___ INFORMATION ___

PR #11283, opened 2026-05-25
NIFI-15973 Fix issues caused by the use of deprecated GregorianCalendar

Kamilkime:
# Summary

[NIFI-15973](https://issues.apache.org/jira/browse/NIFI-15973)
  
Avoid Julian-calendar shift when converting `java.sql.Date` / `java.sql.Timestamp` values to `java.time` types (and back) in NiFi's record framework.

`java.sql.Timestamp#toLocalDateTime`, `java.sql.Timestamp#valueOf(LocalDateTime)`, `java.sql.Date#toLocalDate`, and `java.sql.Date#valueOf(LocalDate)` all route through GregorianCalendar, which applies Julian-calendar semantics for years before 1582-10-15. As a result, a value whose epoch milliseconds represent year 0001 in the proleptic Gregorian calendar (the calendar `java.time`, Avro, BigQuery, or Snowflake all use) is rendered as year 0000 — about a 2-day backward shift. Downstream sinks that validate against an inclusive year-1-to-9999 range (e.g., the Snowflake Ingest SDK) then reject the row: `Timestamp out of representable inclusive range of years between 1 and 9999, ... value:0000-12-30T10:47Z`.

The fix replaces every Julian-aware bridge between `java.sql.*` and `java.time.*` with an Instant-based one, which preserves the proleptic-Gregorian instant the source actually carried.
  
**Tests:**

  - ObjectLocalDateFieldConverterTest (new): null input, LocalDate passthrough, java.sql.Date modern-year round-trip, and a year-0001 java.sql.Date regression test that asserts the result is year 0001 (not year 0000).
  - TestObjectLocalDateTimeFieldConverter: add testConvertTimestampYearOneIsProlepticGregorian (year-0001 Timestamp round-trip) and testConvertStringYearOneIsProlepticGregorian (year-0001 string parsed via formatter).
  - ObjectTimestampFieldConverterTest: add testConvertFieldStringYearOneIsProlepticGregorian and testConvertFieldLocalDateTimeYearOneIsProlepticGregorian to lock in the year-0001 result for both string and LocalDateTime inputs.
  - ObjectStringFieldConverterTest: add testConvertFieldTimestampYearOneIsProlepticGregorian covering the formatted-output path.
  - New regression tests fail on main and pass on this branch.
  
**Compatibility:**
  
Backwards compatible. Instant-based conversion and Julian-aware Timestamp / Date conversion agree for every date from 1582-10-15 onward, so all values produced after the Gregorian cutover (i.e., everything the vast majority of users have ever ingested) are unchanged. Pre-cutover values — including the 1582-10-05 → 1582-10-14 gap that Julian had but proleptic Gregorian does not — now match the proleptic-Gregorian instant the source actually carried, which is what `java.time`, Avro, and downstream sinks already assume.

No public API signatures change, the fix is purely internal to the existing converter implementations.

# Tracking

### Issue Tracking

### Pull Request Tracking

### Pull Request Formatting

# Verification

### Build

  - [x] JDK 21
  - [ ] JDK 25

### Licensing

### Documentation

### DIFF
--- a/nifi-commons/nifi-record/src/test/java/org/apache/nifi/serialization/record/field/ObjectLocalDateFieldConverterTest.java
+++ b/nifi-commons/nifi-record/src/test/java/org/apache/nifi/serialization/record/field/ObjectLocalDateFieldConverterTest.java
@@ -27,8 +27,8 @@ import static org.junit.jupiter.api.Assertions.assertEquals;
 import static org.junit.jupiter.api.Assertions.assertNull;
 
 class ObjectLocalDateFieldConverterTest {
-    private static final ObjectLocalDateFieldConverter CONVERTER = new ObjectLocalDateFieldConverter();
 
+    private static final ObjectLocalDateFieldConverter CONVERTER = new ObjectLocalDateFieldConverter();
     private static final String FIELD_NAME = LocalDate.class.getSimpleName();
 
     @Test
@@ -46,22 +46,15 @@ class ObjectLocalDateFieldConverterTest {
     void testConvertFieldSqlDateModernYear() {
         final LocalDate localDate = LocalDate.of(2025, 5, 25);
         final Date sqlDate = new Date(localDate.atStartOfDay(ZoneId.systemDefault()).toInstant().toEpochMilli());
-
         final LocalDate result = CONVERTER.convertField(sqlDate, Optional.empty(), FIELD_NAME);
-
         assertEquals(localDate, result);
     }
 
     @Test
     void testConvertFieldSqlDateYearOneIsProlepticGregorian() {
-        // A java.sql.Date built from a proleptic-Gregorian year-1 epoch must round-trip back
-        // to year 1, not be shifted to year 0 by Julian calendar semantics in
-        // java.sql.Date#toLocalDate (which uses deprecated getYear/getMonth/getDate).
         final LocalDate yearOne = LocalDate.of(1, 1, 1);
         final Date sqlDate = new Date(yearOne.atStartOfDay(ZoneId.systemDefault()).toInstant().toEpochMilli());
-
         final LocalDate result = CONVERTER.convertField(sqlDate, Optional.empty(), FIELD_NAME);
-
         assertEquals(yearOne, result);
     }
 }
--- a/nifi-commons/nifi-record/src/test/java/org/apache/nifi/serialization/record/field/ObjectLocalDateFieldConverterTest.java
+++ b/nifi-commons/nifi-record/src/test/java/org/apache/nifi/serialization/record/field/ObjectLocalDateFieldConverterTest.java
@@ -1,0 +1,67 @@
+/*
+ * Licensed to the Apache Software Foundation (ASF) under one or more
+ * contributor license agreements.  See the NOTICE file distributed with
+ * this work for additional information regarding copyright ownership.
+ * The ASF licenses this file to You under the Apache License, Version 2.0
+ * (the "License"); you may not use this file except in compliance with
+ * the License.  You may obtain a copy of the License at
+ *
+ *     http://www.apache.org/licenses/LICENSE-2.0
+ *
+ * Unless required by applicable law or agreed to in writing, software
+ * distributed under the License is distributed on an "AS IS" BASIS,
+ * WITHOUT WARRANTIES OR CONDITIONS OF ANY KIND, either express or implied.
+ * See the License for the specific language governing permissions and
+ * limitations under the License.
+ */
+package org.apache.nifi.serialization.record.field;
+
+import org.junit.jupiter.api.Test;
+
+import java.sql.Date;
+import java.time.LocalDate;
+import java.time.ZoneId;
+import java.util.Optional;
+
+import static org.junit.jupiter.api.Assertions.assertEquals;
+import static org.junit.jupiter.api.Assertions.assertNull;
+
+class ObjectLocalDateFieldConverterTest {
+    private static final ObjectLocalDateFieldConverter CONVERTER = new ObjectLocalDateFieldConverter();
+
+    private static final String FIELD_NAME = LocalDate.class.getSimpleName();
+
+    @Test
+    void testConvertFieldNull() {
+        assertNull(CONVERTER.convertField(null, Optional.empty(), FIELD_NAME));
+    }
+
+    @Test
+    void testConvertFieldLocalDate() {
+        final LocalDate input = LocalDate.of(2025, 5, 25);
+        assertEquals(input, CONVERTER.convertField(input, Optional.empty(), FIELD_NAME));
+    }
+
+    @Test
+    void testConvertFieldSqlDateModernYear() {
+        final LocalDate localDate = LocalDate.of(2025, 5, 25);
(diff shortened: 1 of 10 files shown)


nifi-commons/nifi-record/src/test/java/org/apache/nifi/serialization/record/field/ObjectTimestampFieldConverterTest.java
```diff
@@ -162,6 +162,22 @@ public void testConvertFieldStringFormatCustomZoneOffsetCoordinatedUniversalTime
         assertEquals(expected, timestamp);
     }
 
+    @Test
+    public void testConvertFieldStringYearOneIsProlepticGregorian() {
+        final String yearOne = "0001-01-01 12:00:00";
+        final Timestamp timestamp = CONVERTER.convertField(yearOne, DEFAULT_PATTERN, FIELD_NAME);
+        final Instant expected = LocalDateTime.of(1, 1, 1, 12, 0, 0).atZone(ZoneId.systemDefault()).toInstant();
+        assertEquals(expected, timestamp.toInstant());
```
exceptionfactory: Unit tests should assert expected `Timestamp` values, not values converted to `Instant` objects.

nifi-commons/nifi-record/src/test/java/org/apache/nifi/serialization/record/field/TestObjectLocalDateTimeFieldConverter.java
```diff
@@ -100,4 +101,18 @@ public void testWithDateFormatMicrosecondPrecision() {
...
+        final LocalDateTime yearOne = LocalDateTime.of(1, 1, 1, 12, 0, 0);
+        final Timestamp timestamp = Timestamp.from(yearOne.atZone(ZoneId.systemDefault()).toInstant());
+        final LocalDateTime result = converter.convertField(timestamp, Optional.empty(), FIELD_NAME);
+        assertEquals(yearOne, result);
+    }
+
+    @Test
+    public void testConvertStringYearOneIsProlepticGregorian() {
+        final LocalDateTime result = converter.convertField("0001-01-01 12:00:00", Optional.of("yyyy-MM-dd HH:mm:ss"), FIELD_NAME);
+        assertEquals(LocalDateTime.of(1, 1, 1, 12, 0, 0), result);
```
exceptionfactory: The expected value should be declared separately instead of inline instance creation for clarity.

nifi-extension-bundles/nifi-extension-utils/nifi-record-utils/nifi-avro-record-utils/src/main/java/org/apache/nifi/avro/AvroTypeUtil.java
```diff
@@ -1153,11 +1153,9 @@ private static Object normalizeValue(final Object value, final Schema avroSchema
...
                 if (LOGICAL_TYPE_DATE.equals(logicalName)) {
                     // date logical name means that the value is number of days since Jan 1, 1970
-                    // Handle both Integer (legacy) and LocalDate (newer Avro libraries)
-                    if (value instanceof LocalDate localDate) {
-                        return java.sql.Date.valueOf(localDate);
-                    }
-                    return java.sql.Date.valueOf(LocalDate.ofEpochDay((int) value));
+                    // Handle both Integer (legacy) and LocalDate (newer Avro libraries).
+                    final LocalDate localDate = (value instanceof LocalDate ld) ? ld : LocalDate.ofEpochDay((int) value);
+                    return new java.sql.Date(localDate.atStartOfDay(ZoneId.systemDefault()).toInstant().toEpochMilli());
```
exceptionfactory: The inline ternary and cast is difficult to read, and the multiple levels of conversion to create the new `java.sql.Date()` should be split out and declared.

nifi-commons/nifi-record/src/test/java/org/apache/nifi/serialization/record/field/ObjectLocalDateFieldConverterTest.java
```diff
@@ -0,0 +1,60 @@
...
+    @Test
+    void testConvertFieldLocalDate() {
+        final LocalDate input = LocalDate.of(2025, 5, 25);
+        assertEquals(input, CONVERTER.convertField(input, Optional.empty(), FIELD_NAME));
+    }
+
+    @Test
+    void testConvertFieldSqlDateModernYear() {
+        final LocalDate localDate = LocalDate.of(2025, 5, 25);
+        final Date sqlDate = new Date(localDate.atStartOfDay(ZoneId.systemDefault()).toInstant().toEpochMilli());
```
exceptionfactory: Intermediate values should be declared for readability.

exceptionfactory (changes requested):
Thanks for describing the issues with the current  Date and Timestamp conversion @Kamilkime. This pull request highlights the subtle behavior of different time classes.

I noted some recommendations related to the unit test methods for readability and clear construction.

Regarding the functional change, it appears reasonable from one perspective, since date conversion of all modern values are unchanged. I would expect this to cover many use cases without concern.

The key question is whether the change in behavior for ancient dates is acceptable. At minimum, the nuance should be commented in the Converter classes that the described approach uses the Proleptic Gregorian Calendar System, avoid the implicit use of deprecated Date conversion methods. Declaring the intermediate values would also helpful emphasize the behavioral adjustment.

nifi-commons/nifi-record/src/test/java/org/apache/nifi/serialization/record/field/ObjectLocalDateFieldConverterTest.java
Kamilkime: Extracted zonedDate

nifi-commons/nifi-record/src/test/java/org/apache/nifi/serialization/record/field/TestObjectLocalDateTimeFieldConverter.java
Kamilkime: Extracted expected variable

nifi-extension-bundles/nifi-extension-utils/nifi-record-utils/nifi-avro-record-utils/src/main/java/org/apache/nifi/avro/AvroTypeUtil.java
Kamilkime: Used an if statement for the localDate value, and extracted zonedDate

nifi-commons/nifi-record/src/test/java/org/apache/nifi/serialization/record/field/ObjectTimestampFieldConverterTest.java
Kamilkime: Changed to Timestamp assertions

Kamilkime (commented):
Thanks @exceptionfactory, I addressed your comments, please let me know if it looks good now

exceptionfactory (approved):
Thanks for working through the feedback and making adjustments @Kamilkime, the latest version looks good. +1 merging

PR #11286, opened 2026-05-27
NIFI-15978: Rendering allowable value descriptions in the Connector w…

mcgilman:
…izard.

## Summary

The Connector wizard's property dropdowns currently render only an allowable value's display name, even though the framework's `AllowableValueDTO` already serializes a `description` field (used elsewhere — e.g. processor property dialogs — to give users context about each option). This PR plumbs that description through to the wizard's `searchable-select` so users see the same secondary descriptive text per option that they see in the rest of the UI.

___

▶ **WHAT IS EXPECTED**: In the lines above, locate the string "opened". Copy every line where it occurs.

▶ **RESPONSE AREA**:
PR #11283, opened 2026-05-25
PR #11286, opened 2026-05-27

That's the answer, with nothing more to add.